Segment Start: EXTRACTED DATA

PR #324, opened 2018-03-12
Implement smartlock for 2-step signin

walaura:
Missed this?
screen shot 2018-03-12 at 6 15 21 pm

Segment End: EXTRACTED DATA

Having read the entries above, repeat them exactly.

PR #324, opened 2018-03-12
Implement smartlock for 2-step signin

walaura:
Missed this?
screen shot 2018-03-12 at 6 15 21 pm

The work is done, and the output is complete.